Now a few days after he had got so wet in the heavy rain, though the weather was hot, Robinson felt very cold and shivery, and had pains all over his body, and at night he dreamed terrible dreams. The following day, and many days, he lay very ill with fever and ague, and hardly knew what he was doing. So weak was he, that he believed he was dying, and there was no one to give him water to quench his thirst, nor to help him in any way. His only medicine was rum, in which he had soaked tobacco. It was very nasty, and made him sick, but it also made him sleep for more than a whole day and a night, and he woke much better, and able to walk about a little, though for a fortnight he was too weak to work. From this illness he learned not to go out more than he could help during the rainy season.

When he was again quite strong, Robinson started to explore the island better than he had yet done, and he found many things growing, of which he made great use afterwards, tobacco, sugar-cane, and all manner of fruits, among them grapes, which he used to dry to raisins in the sun in great quantities.

Near the spot where the most fruit grew, he built a hut, and round it, for safety, he put a double fence made of stakes cut from some of the trees near at hand. During the next rainy season these stakes took root, and grew so fast that soon nothing of the hut could be seen from outside the hedge, and it made so good a hiding-place, that Robinson cut more stakes of the same kind, and planted them outside the fence around his first dwelling; and in a year or two that also was quite hidden from view.
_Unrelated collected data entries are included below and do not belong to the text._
PR #894, opened 2024-07-01
OPSEXP-2637: refactor postgres role to generate syncservice database credentials only when needed

alxgomz:
Ref: OPSEXP-2637


playbooks/secrets-init.yml
pmacius, line 1: Sync password is still in: 
`        - name: Generate loop of mandatory passwords`

pmacius (commented):
I would also change PR title to something more than optional credentials

playbooks/acs.yml
```diff
@@ -51,16 +51,41 @@
...
+        postgres_db_username: "{{ sync_db_username }}"
+        postgres_db_password: "{{ sync_db_password }}"
+        postgres_db_clients: "{{ groups.syncservice }}"
+      when: sync_db_url == "" and groups.syncservice | default([]) | length > 0
   post_tasks:
     - name: Make sure PostgreSQL is running
       ansible.builtin.service:
         name: "{{ postgresql_service }}"
         state: started
+      when: repo_db_url == "" or (sync_db_url == "" and groups.syncservice | default([]) | length > 0)
```
gionn, line 88: set two new vars in this run to avoid duplicating both `repo_db_url == ""` and `sync_db_url == "" and groups.syncservice | default([]) | length > 0`

roles/postgres/meta/argument_specs.yml
```diff
@@ -0,0 +1,28 @@
...
+        type: str
+        required: true
+        description: |
+          Password of the database user
+      postgres_db_clients:
+        type: list
+        elements: str
+        required: true
+        description: |
+          List of clients that are allowed to connect to the database
```
gionn, line 26:
```suggestion
          List of clients addresses in CIDR notation that are allowed to connect to the database
```

?

roles/postgres/tasks/main.yml
```diff
@@ -4,6 +4,10 @@
   loop: >-
     {{ lookup('first_found', os_fallback, errors='ignore', wantlist=True) }}
 
+- name: Set postgreSQL service name as fact
```
gionn, line 7:
```suggestion
- name: Set PostgreSQL service name as fact
```

roles/postgres/tasks/setup_db.yml
```diff
@@ -0,0 +1,63 @@
+---
+- name: Include OS specific variables
+  ansible.builtin.include_vars: "{{ item }}"
+  loop: >-
+    {{ lookup('first_found', os_fallback, errors='ignore', wantlist=True) }}
+
+- name: Configure postgresql client auth
```
gionn, line 7:
```suggestion
- name: Configure PostgreSQL client auth
```

roles/postgres/tasks/setup_db.yml
```diff
@@ -0,0 +1,63 @@
...
+  become: true
+  notify:
+    - Restart-postgresql
+  ansible.builtin.blockinfile:
+    path: "{{ postgresql_conf_path }}/pg_hba.conf"
+    block: |
+      {% for host in postgres_db_clients | map('extract', hostvars, ['ansible_default_ipv4', 'address']) %}
+      host {{ postgres_db_name }} {{ postgres_db_username }} {{ host }}/32 md5
```
gionn, line 15: ok if we want to enforce the /32 here maybe better to make it clear in the arguments description

roles/postgres/tasks/setup_db.yml
```diff
@@ -0,0 +1,63 @@
...
+      {% endfor %}
+    marker: >-
+      # {mark} ANSIBLE MANAGED: allow {{ postgres_db_clients | join(", ") }} to connect to {{ postgres_db_name }} as {{ postgres_db_username }}
```
gionn, line 18: is it ok that the marker contains variables? isn't gonna mess updates if those variables changes on a next run?

roles/postgres/tasks/setup_db.yml
```diff
@@ -0,0 +1,63 @@
...
+    owner: postgres
+    group: postgres
+    mode: "u=rw"
+
+- name: Configure PostgreSQL database
+  become: true
+  become_user: postgres
+  vars:
+    ansible_ssh_pipelining: true
```
gionn, line 27: should not be declared here

roles/postgres/tasks/setup_db.yml
```diff
@@ -0,0 +1,63 @@
...
+  block:
+    - name: Create necessary databases
```
gionn, line 29:
```suggestion
    - name: Create database
```

roles/postgres/tasks/setup_db.yml
```diff
@@ -0,0 +1,63 @@
...
+        db: "{{ postgres_db_name }}"
+        privs: ALL
+        type: schema
+        objs: public
+        role: public
+        state: absent
+      tags:
+        - molecule-idempotence-notest
+
+    - name: Create unprivileged users
```
gionn, line 44:
```suggestion
    - name: Create unprivileged user
```

roles/postgres/tasks/setup_db.yml
```diff
@@ -0,0 +1,63 @@
...
+        db: "{{ postgres_db_name }}"
+        name: "{{ postgres_db_username }}"
+        password: "{{ postgres_db_password }}"
+        expires: infinity
+        role_attr_flags: NOSUPERUSER
+      no_log: true
+      tags:
+        - molecule-idempotence-notest
+
+    - name: Grant db privileges to users
```
gionn, line 55:
```suggestion
    - name: Grant db privileges to user
```

roles/sync/molecule/default/converge.yml
```diff
@@ -2,12 +2,40 @@
...
-    - role: repository
-      repository_properties: "{{ global_properties }}"
     - role: nginx
-    - role: sync
+  tasks:
+    - name: Install PostgreSQL
+      ansible.builtin.include_role:
+        name: postgres
+    - name: Flush handlers
+      ansible.builtin.meta: flush_handlers
```
gionn, line 12: it's already at the end of the main postgres task

gionn (changes requested):

roles/postgres/meta/argument_specs.yml
alxgomz: nope, it's actually expecting the inventory hostname list (e.g. the inventory group(s))=

roles/postgres/tasks/setup_db.yml
alxgomz: I'm not sure what behaviour we'd really want in such case. With current code, changing the clients, username or db name would result in additional entries while with no variable in would replace the old one with the new one but would also prevent passing multiple databases unless we keep at least the db name in the marker. Then still, it would not be possible to pass multiple users/clients entries for the same db....
All in all I think the current approach is better than other that bring these limitations.

roles/postgres/tasks/setup_db.yml
alxgomz: It is purposely enforced here to ensure the task would not fail even is user changes the ansible global  configuration to disable pipelining.
See https://docs.ansible.com/ansible/latest/playbook_guide/playbooks_privilege_escalation.html#risks-of-becoming-an-unprivileged-user

roles/postgres/tasks/setup_db.yml
alxgomz: the argument desc already mentions a list of inventory hosts is expected so it would always be /32

playbooks/secrets.yml
pmacius, line 1: Should there be also a task like `name: Ensure activemq_password is set when required` for sync_db_password password?

alxgomz: Of course! 👍

pmacius (approved):

roles/postgres/tasks/setup_db.yml
gionn: from the docs I am not understanding why pipelining should be enabled when becoming an unprivileged user

roles/postgres/tasks/setup_db.yml
gionn: not following you, I was looking that you used variables inside a marker, but looking at the docs looks like that `{mark}` is the only thing really used by ansible to recognize the block

gionn (approved):
check the last 2 open requests but should be ok

roles/postgres/tasks/setup_db.yml
alxgomz: to avoid permission issues when dealing with temp module files

roles/postgres/tasks/setup_db.yml
alxgomz: `{mark}` evaluate either to `BEGIN` or `END` depending on whether it marks the beginning or the end of the block.

So if you call the `setup_db` endpoint twice with 2 different dbs or/and hosts or/and users and/or clients, but the mark is the same for both iterations, the second block will replace the first one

The twigs of this tree, too, were good for making baskets, of which he had been in great need.

When he had finished all this work, he started again to go over the rest of the island, and on his way across, from a hill, the day being very clear, he saw high land a great way off over the water, but whether it was another island, or the coast of America, he could not be sure.

When he reached the other side of his island Robinson found the beach covered with turtles in astonishing numbers, and he thought how much better off he would have been if he had been cast ashore here, for not only would the turtles have supplied him with plenty of food, but there were far more birds than on the part of the island where he had been living, and far more goats.

During the journey back to his castle he caught a young parrot, which, after a long time, he taught to speak and to call him by his name. It was so long since he had heard any voice, that it was a comfort to listen even to a parrot talking.

Now, the sight which Robinson had had of the far distant land raised in him again the great longing to get away from this island where he had been so long alone, and he wished greatly for a boat. He went over to the remains of the boat in which he and the others had tried to come ashore when their ship struck on the sand-bank, and which had been flung far up on the beach by the sea, and he worked for weeks trying to repair her and to get her into the water. But it was all of no use; he could not move her.

Then, he thought, "I'll cut down a tree, and make a new boat." This he fancied would be easy, for he had heard how the Indians make canoes by felling a tree and burning out the inside. "If they can do it, then surely I can do it even better," he thought. So he looked about, and chose a huge tree which stood about a hundred yards from the water, and with great labor in about three weeks he had cut it down.

Four months Robinson worked at this boat, thinking all the time of what he would do when he reached the far distant land, and much pleased with himself for the beautiful boat he was making. Day after day he trimmed and shaped it, and very proud he was when it was finished and lay there on the ground, big enough to carry twenty men.

Then he started to get her into the water. But that was quite another thing. By no means in his power could he move her an inch, try as he might. She was far too big. Then he began to dig a canal from the sea to the boat; but before he had got much of that work done, he saw clearly that there was so much earth to dig away, that, without some one to help him, it must take years and years before he could get the water to the boat. So he gave it up, and left her to lie and rot in the sun and the rain—a great grief to him.